▶ _TASK_:
The required output is every record, reproduced exactly.

Stored data
PR #1171, opened 2023-11-20
feat!: account plan subscriptions and space usage API sugar

alanshaw:
This PR allows you to get a list of subscriptions for your account plan, and also get the current per space usage (I've not exposed the full report yet since we don't have any UI that would use it).

e.g.

Getting subscriptions list:

```js
const account = Object.values(client.accounts())[0]
const subs = await account.plan.subscriptions()
for (const sub of subs.ok) {
  console.log(`ID: ${sub.subscription}`)
  console.log(`Consumers: ${sub.consumers.join(', ')}`)
  console.log(`Provider: ${sub.provider}`)
}
```

Getting usage:

```js
const space = client.spaces()[0]
const usage = await space.usage.get()
console.log(`${space.did()}: ${usage.ok} bytes`)
```

So, you no longer have to invoke capabilities directly like this:
https://github.com/web3-storage/w3cli/blob/ca21f6736fb8c2180d3634f40931b91e4f0bb964/index.js#L553-L571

▶ _RESULT BELOW_:
PR #1171, opened 2023-11-20
feat!: account plan subscriptions and space usage API sugar

alanshaw:
This PR allows you to get a list of subscriptions for your account plan, and also get the current per space usage (I've not exposed the full report yet since we don't have any UI that would use it).

e.g.

Getting subscriptions list:

```js
const account = Object.values(client.accounts())[0]
const subs = await account.plan.subscriptions()
for (const sub of subs.ok) {
  console.log(`ID: ${sub.subscription}`)
  console.log(`Consumers: ${sub.consumers.join(', ')}`)
  console.log(`Provider: ${sub.provider}`)
}
```

Getting usage:

```js
const space = client.spaces()[0]
const usage = await space.usage.get()
console.log(`${space.did()}: ${usage.ok} bytes`)
```

So, you no longer have to invoke capabilities directly like this:
https://github.com/web3-storage/w3cli/blob/ca21f6736fb8c2180d3634f40931b91e4f0bb964/index.js#L553-L571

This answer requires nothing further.